Чокан оказался вовлеченным в свару, вспыхнувшую среди султанов, когда стали составлять список депутации от киргиз-кайсаков Средней орды для поездки в Петербург. Подполковник Чингис Валиханов и сотник Муса Чорманов (оба с характеристикой: «Говорит по-русски порядочно») попали в именной список. Приставом при депутации назначили старого друга семьи Валихановых — Дабшинского. Вместе с султанами в Петербург отправился глухонемой братишка Чокана, десятилетний Макажан, которого в доме звали Макы. Чокан уговорил отца поместить Макы в столичное училище для глухонемых.
В Петербурге и Москве султаны потерялись в толпе привезенных отовсюду, наряженных в национальные одежды верноподданных Русской империи. Сибирских киргизов принял Александр II, они выразили ему свою любовь, были милостиво обласканы и могли отправляться восвояси. Макы, плачущий в три ручья, остался в училище для глухонемых на Гороховой улице. И поскольку у него не оказалось в столице ни родственников, ни знакомых, попечение о Макы, принятом на казенный счет, было возложено на управляющего делами Сибирского комитета, «подобно тому, как поручены ему кавказские и закавказские уроженцы, воспитывающиеся в высших и специальных заведениях империи».
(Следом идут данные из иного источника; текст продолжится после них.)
PR #49136, opened 2022-12-17
Develop sequence lod all

mhy-666:
### PR types

Others
### PR changes

APIs

### Describe

According to clean the code in paddle.fluid. The useless codes should be removed and code still be used should move to a new position.

For function paddle.fluid.layers.sequence_lod, since it is still be used by paddle.static.nn.sequence_lod, it should be moved to the module static.nn.

### DIFF
--- a/paddle/phi/backends/stream.h
+++ b/paddle/phi/backends/stream.h
@@ -44,7 +44,7 @@ class Stream {
   using Callback = std::function<void()>;
 
   Stream() = default;
-  // For compatiable
+  // For compatible
   Stream(const Place& place, stream_t stream);
   ~Stream();
   const stream_t& raw_stream() const;


python/paddle/static/nn/sequence_lod.py
```diff
@@ -0,0 +1,1496 @@
...
+                output.data = [[ 0.3234, -0.2334,  0.7433],
+                               [ 0.5646,  0.9464, -0.1223],
+                               [-0.1343,  0.5653,  0.4555],
+                               [ 0.9954, -0.1234, -0.1234]]
+                output.shape = [4, 3]     # 3 = num_filters
+                output.lod = [[0, 3, 4]]  # Remain the same
+
+
+    Args:
+        input (Variable): LoDTensor with shape :math:`(M, K)`, where M is the total time-step of mini-batch
```
zoooo0820: 1. Please remove `python/fluid/layers/sequence_lod.py`
2. Please modify doc-string of these APIs, making it comply with the document specification of 2.0. You can refer this [Link](https://www.paddlepaddle.org.cn/documentation/docs/zh/dev_guides/api_contributing_guides/api_docs_guidelines_cn.html)

PR #57023, opened 2023-09-06
function setitem support with stride

zoooo0820:
### PR types

Function optimization
### PR changes

Others
### Description

Pcard-66985

With the introduction of the stride mechanism in dygraph, and the relevant OPs output view has been enabled by default, indexing in Paddle needs to be adjusted accordingly.

In dygraph mode:
- `__getitem__`: Basic-indexing will output view of Tensor. 
- `__setitem__`: Advanced-indexing just assign value directly on the view of original Tensor, without an additional set_value. Moreover, we call set_value dygraph function instead of append_op, since the latter does not support the stride mechanism.


test/indexing/test_getitem.py
```diff
@@ -335,6 +335,56 @@ def test_index_has_range(self):
...
+        np_data = np.ones((5, 5, 5), dtype='float32')
+        np_tmp = np_data[None]
+        np_tmp[:, 2] = 20
+
+        x = paddle.ones((5, 5, 5), dtype='float32')
+        x_tmp = x[None]
+        x_tmp[:, 2] = 20
+
+        np.testing.assert_allclose(x.numpy(), np_data)
+
```
jeff41404, line 386: shall we add test case of ellipsis index

zoooo0820: done, add a case to test ellipsis index.

jeff41404 (approved):
LGTM

PR #57094, opened 2023-09-08
remove fluid check in CI

zoooo0820:
### PR types

Others
### PR changes

Others
### Description

Pcard-67005

Since the `python/paddle/fluid` is no longer existed, we removed CI check for using `paddle.fluid.xxx` and keep the CI check of `python/paddle/fluid` for a while.

### DIFF
--- a/tools/check_file_diff_approvals.sh
+++ b/tools/check_file_diff_approvals.sh
@@ -341,6 +341,11 @@ if [ "${HAS_MODIFIED_STATIC_BUILD}" != "" ] && [ "${GIT_PR_ID}" != ""]; then
     check_approval 1 From00 zhiqiu
 fi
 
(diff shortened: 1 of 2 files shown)


tools/check_file_diff_approvals.sh
```diff
@@ -341,11 +341,6 @@ if [ "${HAS_MODIFIED_STATIC_BUILD}" != "" ] && [ "${GIT_PR_ID}" != ""]; then
     check_approval 1 From00 zhiqiu
 fi
 
-HAS_MODIFIED_PY_FLUID=`git diff --name-only upstream/$BRANCH | grep "python/paddle/base" || true`
```
jeff41404, line 344: should be `python/paddle/fluid` ?

zoooo0820: Done, thanks

jeff41404 (approved):
LGTM

PR #57241, opened 2023-09-12
[Semi-Auto] Adapt reduction rule to phi

pkuzyc:
### PR types
Others

### PR changes
Others

### Description
Pcard-73145
1. Adapt reduction rule to phi. 
2. Modify the attribute.h, move vector<int> before vector<bool> to avoid error conversion from python integer list.


JZ-LIANG (approved):
LGTM

PR #57259, opened 2023-09-13
[Semi-Auto] Adapt transpose rule to phi

pkuzyc:
### PR types
Function optimization

### PR changes
Others

### Description
Pcard-73145

Adapt and move transpose spmd rule to phi.


JZ-LIANG (approved):
LGTM

PR #57269, opened 2023-09-13
[Semi Auto] Revise spmd rule static mode API

JZ-LIANG:
### PR types
Function optimization

### PR changes
Others

### Description

Pcard-70448

Refactor the static mode python api to distinguish input between tensor and [tensor].

Now the python api signature is exact the same as its C++  implement (which is like the format in Op's Python API).

Before:
```python
# matmul rule
results = rule.infer_forward( [x, y], [True, False] ) # need to wrap tensor and attr into list
results = rule.infer_backward( [x, y], [out], [True, False] )

# concate rule
results = rule.infer_forward([2], [v1, v2], [axis]) # ranges, list of tensors, list of attrs
results = rule.infer_backward([2, 1], [v1, v2, out], [axis])

# replicate rule
results = rule.infer_forward([2, 2], [x, y, out1, out2], [])  # placeholder for attrs
results = rule.infer_backward([2, 2], [x, y, out1, out2], [])

```

After:
```python
# matmul rule
result_dist_attrs = self.rule.infer_forward( x, y, True, False ) # exactly like matmul Python API
result_dist_attrs = self.rule.infer_backward( x, y, out, True, False)

# concate rule
results = rule.infer_forward( [v1, v2], axis) # exactly like concat Python API
results = rule.infer_backward([v1, v2], out, axis) 

# replicate rule
results = rule.infer_forward([x, y], [out1, out2])
results = rule.infer_backward([x, y], [out1, out2])

```

TODO：

1. exactly match the Python API (filter the non-relative attributes internally)
2. supporting more ops using codegen.
3. replace dist_tensor_spec as tensor(dist_tensor)


paddle/fluid/pybind/auto_parallel_py.cc
```diff
@@ -634,5 +540,131 @@ void BindAutoParallel(py::module *m) {
...
+static std::pair<std::vector<TensorDistAttr>, std::vector<TensorDistAttr>>
+infer_forward(const phi::distributed::SpmdRule &self, const py::args &args) {
+  VLOG(6) << "infer_forward ";
+  phi::distributed::InferSpmdContext ctx;
+  prepare_ctx(&ctx, args);
+  return self.InferForward(ctx);
+}
+
+static std::pair<std::vector<TensorDistAttr>, std::vector<TensorDistAttr>>
+infer_backward(const phi::distributed::SpmdRule &self, const py::args &args) {
```
zhiqiu, line 670: py::args& can be const?

paddle/fluid/pybind/auto_parallel_py.cc
```diff
@@ -634,5 +540,131 @@ void BindAutoParallel(py::module *m) {
...
+        infer_spmd_string,
+        arg_pos,
+        ((PyTypeObject *)obj->ob_type)->tp_name));  // NOLINT
+  }
+}
+
+static void parse_single_pyobject(PyObject *obj,
+                                  phi::distributed::InferSpmdContext *ctx,
+                                  const size_t arg_pos) {
+  if (PyList_Check(obj)) {  // list inputs, spmd not allow tuple inputs
```
zhiqiu, line 636: I suggest we can support tuple and list both.

paddle/fluid/pybind/auto_parallel_py.cc
```diff
@@ -634,5 +540,131 @@ void BindAutoParallel(py::module *m) {
...
+  ctx->EmplaceBackInputs(ins);
+}
+
+static void parse_tensor(PyObject *obj,
+                         phi::distributed::InferSpmdContext *ctx,
+                         const size_t arg_pos) {
+  VLOG(6) << "args indx: [" << arg_pos << "] input one tensor.";
+  DistTensorSpec in = py::cast<DistTensorSpec>(obj);
+  VLOG(6) << "DistTensorSpec: " << in.to_string();
+  ctx->EmplaceBackInput(phi::distributed::DistMetaTensor(
```
zhiqiu, line 576: Maybe we can consider unify DistMetaTensor and DistTensorSpec in the future.

zhiqiu (dismissed):
LGTM overall

paddle/fluid/pybind/auto_parallel_py.cc
JZ-LIANG: it work

paddle/fluid/pybind/auto_parallel_py.cc
JZ-LIANG: there is no tuple argument in Phi API yaml right now, we would support it once there is tuple input defined by Phi.

paddle/fluid/pybind/auto_parallel_py.cc
JZ-LIANG: yes, that is on the list

zhaoyinglia (approved):

PR #57280, opened 2023-09-13
[Semi-Auto] Adapt softmax spmd rule to phi

pkuzyc:
### PR types
Function optimization

### PR changes
Others

### Description
Pcard-73145

Adapt and move softmax spmd rule to phi.


JZ-LIANG (approved):
LGTM

PR #57310, opened 2023-09-14
Update eval frame behavior

feifei-111:
### PR types

Others
### PR changes

Others
### Description

we can now return sth like `CustomCode(None, Ture)`

### Others

PCard-66972


SigureMo (approved):
LGTMeow 🐾

PR #57569, opened 2023-09-21
[CINN] Add ReductionFactoring rule

BiynXu:
### PR types
Others

### PR changes
Others

### Description
Pcard-74042
Add ReductionFactoring rule


paddle/cinn/auto_schedule/post_schedule_rule/cooperative_process_test.cc
```diff
@@ -181,7 +181,7 @@ TEST_F(TestCooperativeProcess, Matmul) {
                   {
                     i0_0, i1_0, i2 = axis.bind(((2 * (i_0_j_0_fused / 2)) + ((16 * (i_j_fused / 2)) + i_1)), ((8 * (i_0_j_0_fused % 2)) + ((16 * (i_j_fused % 2)) + j_1)), ((4 * reduce_k_0) + reduce_k_1))
                     {
-                      temp_matmul_out[((2 * (i_0_j_0_fused / 2)) + ((16 * (i_j_fused / 2)) + i_1)), ((8 * (i_0_j_0_fused % 2)) + ((16 * (i_j_fused % 2)) + j_1))] = (temp_matmul_out[((2 * (i_0_j_0_fused / 2)) + ((16 * (i_j_fused / 2)) + i_1)), ((8 * (i_0_j_0_fused % 2)) + ((16 * (i_j_fused % 2)) + j_1))] + (X_reshape_shared_temp_buffer[((2 * (i_0_j_0_fused / 2)) + ((16 * (i_j_fused / 2)) + i_1)), ((4 * reduce_k_0) + reduce_k_1)] * Y_reshape_shared_temp_buffer[((4 * reduce_k_0) + reduce_k_1), ((8 * (i_0_j_0_fused % 2)) + ((16 * (i_j_fused % 2)) + j_1))]))
+                      temp_matmul_out[i0_0, i1_0] = (temp_matmul_out[i0_0, i1_0] + (X_reshape_shared_temp_buffer[i0_0, i2] * Y_reshape_shared_temp_buffer[i2, i1_0]))
```
zhhsplendid, line 184: Good change! It looks like our IR will be much simpler in the future :-)

paddle/cinn/auto_schedule/search_space/auto_gen_rule/reduction_factoring.h
```diff
@@ -0,0 +1,52 @@
...
+  ~ReductionFactoring() = default;
+
+  // In the future, we will no longer use this interface.
+  RuleApplyType Init(ir::IRSchedule* init_schedule) override {
+    return RuleApplyType::kCannotApply;
+  }
+  // In the future, we will no longer use this interface.
+  void Apply(int index) override { return; }
+
+  RuleApplyType AnalyseApplyType(SearchState state,
```
zhhsplendid, line 43: 1. Typo: Analyse -> Analyze

But this is small error, you can change in the next PR

2. Should we use `const SearchState& `?

paddle/cinn/auto_schedule/search_space/auto_gen_rule/reduction_factoring.h
```diff
@@ -0,0 +1,52 @@
...
+  explicit ReductionFactoring(const common::Target& target)
+      : AutoGenRule(target) {}
+  ~ReductionFactoring() = default;
+
+  // In the future, we will no longer use this interface.
+  RuleApplyType Init(ir::IRSchedule* init_schedule) override {
+    return RuleApplyType::kCannotApply;
+  }
+  // In the future, we will no longer use this interface.
+  void Apply(int index) override { return; }
```
zhhsplendid: Why we don't need it any more?

Even if we don't use this interface, we still have two problems in this interface.
1. If not use anymore, can we delete from base?
2. If we do not delete here, replace `return` with some error report, future SWE won't call it wrongly, and you can skip the obvious comment :-)

paddle/cinn/auto_schedule/search_space/auto_gen_rule/reduction_factoring.h
```diff
@@ -0,0 +1,52 @@
...
+
+  RuleApplyType AnalyseApplyType(SearchState state,
+                                 const std::string& block_name) const override;
+
+  std::string GetRuleName() const override { return "ReductionFactoring"; }
+
+  std::vector<SearchState> ApplyOnBlock(SearchState state,
```
zhhsplendid, line 48: Should we use `const SearchState&` ?

paddle/cinn/auto_schedule/search_space/auto_gen_rule/reduction_factoring.cc
```diff
@@ -0,0 +1,187 @@
...
+#include "paddle/cinn/ir/schedule/ir_schedule_util.h"
+#include "paddle/cinn/ir/tensor.h"
+#include "paddle/cinn/ir/utils/ir_copy.h"
+#include "paddle/cinn/ir/utils/ir_nodes_collector.h"
+#include "paddle/cinn/ir/utils/ir_printer.h"
+
+namespace cinn {
+namespace auto_schedule {
+
+bool CanApply(const std::string& block_name, ir::IRSchedule* ir_schedule) {
```
zhhsplendid: `CanApply` only serves `ReductionFactoring`, should it be a private method of `ReductionFactoring`?

paddle/cinn/auto_schedule/search_space/auto_gen_rule/reduction_factoring.cc
```diff
@@ -0,0 +1,187 @@
...
+  if (sch_block->write_buffers.empty()) {
+    return false;
+  }
+
+  // 2. The block must have at least one reduce axis
+  const std::vector<ir::Var>& iter_vars = sch_block->iter_vars;
+  bool find_reduce_axis = false;
+  for (int i = 0; i < iter_vars.size(); ++i) {
+    if (iter_vars[i]->is_reduce_axis) {
+      find_reduce_axis = true;
```
zhhsplendid, line 51: Add a `break` can speed up slightly.

paddle/cinn/auto_schedule/search_space/auto_gen_rule/reduction_factoring.cc
```diff
@@ -0,0 +1,187 @@
...
+RuleApplyType ReductionFactoring::AnalyseApplyType(
+    SearchState state, const std::string& block_name) const {
+  return CanApply(block_name, &state->ir_schedule)
+             ? RuleApplyType::kApply
+             : RuleApplyType::kCannotApply;
+}
+
+std::vector<SearchState> ReductionFactoring::ApplyOnBlock(
+    SearchState state, const std::string& block_name) {
+  SearchState new_state = state.Copy();
```
zhhsplendid, line 105: Can we use `const SearchState&`?

In this code, you wanted a `Copy`, but you invoked constructor copy and `Copy` method. Is `Copy` method const? Maybe we should let it be const and input `const SearchState&` to avoid constructor copy.

paddle/cinn/auto_schedule/search_space/auto_gen_rule/reduction_factoring.cc
```diff
@@ -0,0 +1,187 @@
...
+  Apply(block_name, &new_state->ir_schedule);
```
zhhsplendid: Maybe `&(new_state->ir_schedule)` would be clear. Not all people always remember the operator precedence

paddle/cinn/auto_schedule/analysis/analyze_ir.h
```diff
@@ -48,5 +48,15 @@ ir::LoweredFunc UpdateFuncWithNewBody(const common::Target& target,
                                       const ir::LoweredFunc& old_func,
                                       ir::Expr& body);  // NOLINT
 
+/**
+ * Get loop var names of reduce axis
+ */
+std::unordered_set<std::string> GetReduceLoopVarName(const ir::Expr block);
```
zhhsplendid: How about `GetReduceLoopVarNames`? The `s` to indicate it returns collection of names.

paddle/cinn/auto_schedule/search_space/auto_gen_rule/reduction_factoring.h
BiynXu: I think const SearchState& is better, but this is an override function. In the future, if we restart the auto tune project, I will make unified modifications.

paddle/cinn/auto_schedule/search_space/auto_gen_rule/reduction_factoring.h
BiynXu: This interface is an old version, which will analyze the blocks in IR that can apply this rule during initialization. The index of this interface is the subscript of these blocks. However, some schedule transformations can reduce or increase blocks, such as CacheRead/Write, Inline, etc., so the index may be invalid. The new version interface is to input a block, and in the future, if the auto tune project restarts, the old interface can be deleted uniformly.

paddle/cinn/auto_schedule/search_space/auto_gen_rule/reduction_factoring.h
BiynXu: I think const SearchState& is better, but this is an override function. In the future, if we restart the auto tune project, I will make unified modifications.

paddle/cinn/auto_schedule/search_space/auto_gen_rule/reduction_factoring.cc
BiynXu: The SearchState is a Shared, constructor copy is a shallow copy，and Copy() method is a deep copy.
Copy() method is const, so I think const SearchState& is better, but this is an override function. In the future, if we restart the auto tune project, I will make unified modifications.

paddle/cinn/auto_schedule/search_space/auto_gen_rule/reduction_factoring.cc
BiynXu: done

paddle/cinn/auto_schedule/search_space/auto_gen_rule/reduction_factoring.cc
BiynXu: done

paddle/cinn/auto_schedule/search_space/auto_gen_rule/reduction_factoring.cc
BiynXu: done

paddle/cinn/auto_schedule/analysis/analyze_ir.h
BiynXu: done

zhhsplendid (dismissed):
LGTM

zhhsplendid (approved):
LGTM

PR #57587, opened 2023-09-21
【CINN】Move basic ADT from ir/utils to ir/

Courtesy-Xs:
### PR types

Others
### PR changes

Others
### Description

pcard-72718
This PR move basic ADT including ir_visitor, ir_mutator and ir_printer from ir/utils to ir/
Reason :
Consider two points. The first point is that these classes are not utils semantically, but serve as base classes to assist in implementing specific functions. Second point, judging from the original implementation, the original developer of CINN hopes to implement the corresponding operator = << of IR in this file. Considering the koenig search rules, this is an interface of IR and should be placed under the IR namespace.


ZzSean (approved):
LGTM

XiaoguangHu01 (approved):
LGTM

PR #57777, opened 2023-09-26
[CINN] Add FactorizeReduction schedule primitive

BiynXu:
### PR types
Others

### PR changes
Others

### Description
Pcard-74042
Add FactorizeReduction schedule primitive.
The difference between FactorizeReduction primitive and the original RFactor primitive are:
1. FactorizeReduction supports complex iters_value subscript, which means that FactorizeReduction can be used after using primitives such as Fuse and Split, and RFactor does not support this.
2. FactorizeReduction does not change the order of the original loop, while RFactor may have an implicit Reorder.
3. FactorizeReduction supports the transformation of one reduce block in a complex AST, while RFactor only supports the case where the AST is entirely composed of one reduce block.


paddle/cinn/ir/schedule/ir_schedule.cc
```diff
@@ -717,6 +718,448 @@ Expr ScheduleImpl::Rfactor(const Expr& rf_loop, int rf_axis) {
...
+                                    original_tensor->type(),
+                                    new_shape,
+                                    new_shape,
+                                    original_tensor->operation,
+                                    original_tensor->reduce_axis);
+  rf_tensor->WithBuffer("global", name, original_tensor->type());
+  return rf_tensor;
+}
+
+class ReduceBlockCreater {
```
zhhsplendid: Since naming "Reduce Block" is every common in CINN, could you add one sentence comment for `ReduceBlockCreater` that it is used to create reduce block in FactorizeReduction

Same for RBBlockCreater, add a comment that it is used for writing back

paddle/cinn/ir/schedule/ir_schedule.cc
```diff
@@ -120,6 +120,7 @@ class ScheduleImpl {
   void ReverseComputeInline(const Expr& schedule_block);
   void Bind(const Expr& loop, const std::string& thread_axis);
   Expr Rfactor(const Expr& rf_loop, int rf_axis);
+  Expr FactorizeReduction(const Expr& rf_loop, int rf_axis);
```
zhhsplendid, line 124: ir_schedule.cc is too long to maintain now ....

I suggest you have following file structure

```
- paddle/cinn/ir/schedule
    - factorize_reduction.h .cc or folder if you also split util files
    - ir_schedule.h .cc  which include factorize_reduction.h
```

Then developers still include `ir_schedule.h` and they can use factorize_reduction, our file is also short.

paddle/cinn/ir/schedule/ir_schedule.cc
BiynXu: done

paddle/cinn/ir/schedule/ir_schedule.cc
BiynXu: Created a new file factorize_reduction.h and has moved the core implementation of this primitive to this file. However, the interface function FactorizeReduction and function implementation are still preserved in ir_schedule.cc, because this is a member function, and other member functions are called in it.

zhhsplendid: In the future PR, we should still move it.

zhhsplendid (approved):
LGTM but agreed on we should move some implementations of ir_schedule.cc because the file is too long now.

PR #68388, opened 2024-09-23
[XPU] Fix depthwise conv2d unit test

skywalker2012:
### PR Category

Custom Device

### PR Types

Bug fixes

### Description

Aim to fix bad grad check method introduced from https://github.com/PaddlePaddle/Paddle/pull/67777,
the original test class inherit from `XPUTestConv2DOp` and `XPUTestConv2DOp_v2`, they already have grad check test, so we do not need another one.


houj04 (approved):

zhangyk0314 (approved):
LGTM

PR #68449, opened 2024-09-25
[OneDNN] Fix compiler error in clang build

zhanglirong1999:
### PR Category
Environment Adaptation

### PR Types
Bug fixes

### Description
Fix compiler error in clang build, not happen in gcc compiler


LLee233 (approved):
LGTM

PR #68455, opened 2024-09-25
fix the bug in convert tensor to dist.

winter-wang:
### PR Category

Auto Parallel 

### PR Types

Bug fixes

### Description

fix the bug in convert tensor to dist.

###Other
Pcard-67164


liym27 (approved):
LGTM

PR #68460, opened 2024-09-25
[AutoParallel][PIR] remove logic about updating params_grads with sharded grads

AndSonder:
### PR Category

Auto Parallel

### PR Types

Bug fixes

### Description

remove logic about updating params_grads with sharded grads

this logic will cause error as bellow:

image

Pcard-76459


JZ-LIANG (approved):
LGTM

PR #68486, opened 2024-09-27
[Typing] change typing in `paddle/audio/functional/window.py`

enkilee:
### PR Category

User Experience

### PR Types

Others

### Description

in `paddle/audio/functional/window.py`
the function
```python
def _general_cosine(
    M: int, a: float, sym: bool = True, dtype: str = 'float64'
) -> Tensor:
```
`a: float` perhaps change to `a: list[float]` ?


SigureMo (approved):
LGTMeow

PR #68494, opened 2024-09-27
[PIR][oneDNN] Delete extra placement pattern for fc

LLee233:
### PR Category

 Inference

### PR Types

Bug fixes

### Description

Delete extra placement pattern for Fc, since former pass `fc_onednn_enable_pass` already filtered feasible Fc ops. Extra pattern may introduce error such what `ConvNeXt_tiny_infer` met. In the future, we will check if limits on Fc has been resolved and see if it's possible extend the scope to convert fc for performance improvement.


zhanglirong1999 (approved):
LGTM

PR #68617, opened 2024-10-10
【CINN】Add IndexExpr

liuruyan:
### PR Category

CINN

### PR Types

New features

### Description

Add IndexExpr，rewrite operator +,-,*,/,%. Simplification can be done in real time without calling AutoSimplify. only const fold implemented now.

Еще много лет спустя Чокан будет слышать в аулах красочные подробности поездки казахской депутации к царю. Поэтическое воображение степняков надолго взбудоражили рассказы, что русские ездят — и наших султанов возили! — на огнедышащей лошади, она мчится с ужасающей быстротой и тянет по железной дороге длинную связку тарантасов.
Долго помнился в Степи и внеочередной, крупнейший сбор так называемых добровольных приношений на поездку султанов к русскому царю. Это был такой грабеж, что годы спустя казах, припоминая какое-нибудь событие, говорил для точности времени: «Это произошло до сбора на депутацию» или: «Это произошло после сбора».
Никаких перемен с восшествием на престол уже немолодого Александра II Степь не ощутила, как, впрочем, не ощутил и Петербург. В обществе шли споры, надо ли идти на мир с врагами России или продолжать войну. Первым законодательным актом Александра II стало высочайшее повеление о переменах в военных мундирах. Генералы надели брюки красного цвета, что сделалось событием в Омске, где в то время насчитывалось вместе с Гасфортом четырнадцать генералов. Русский хабар донес из столиц новейший каламбур: «Ожидали законы, а вышли только панталоны!»